* Directions for this task *
From the line with "[audio] Improve audio duration computation" through the final line of the entries below, write out each line exactly and nothing else.

Stored dataset items
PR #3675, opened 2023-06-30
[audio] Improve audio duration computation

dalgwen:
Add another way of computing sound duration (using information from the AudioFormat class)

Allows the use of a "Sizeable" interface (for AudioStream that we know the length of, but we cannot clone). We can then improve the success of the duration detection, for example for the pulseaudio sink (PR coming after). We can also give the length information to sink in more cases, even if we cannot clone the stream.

* The answer *
[audio] Improve audio duration computation

dalgwen:
Add another way of computing sound duration (using information from the AudioFormat class)

Allows the use of a "Sizeable" interface (for AudioStream that we know the length of, but we cannot clone). We can then improve the success of the duration detection, for example for the pulseaudio sink (PR coming after). We can also give the length information to sink in more cases, even if we cannot clone the stream.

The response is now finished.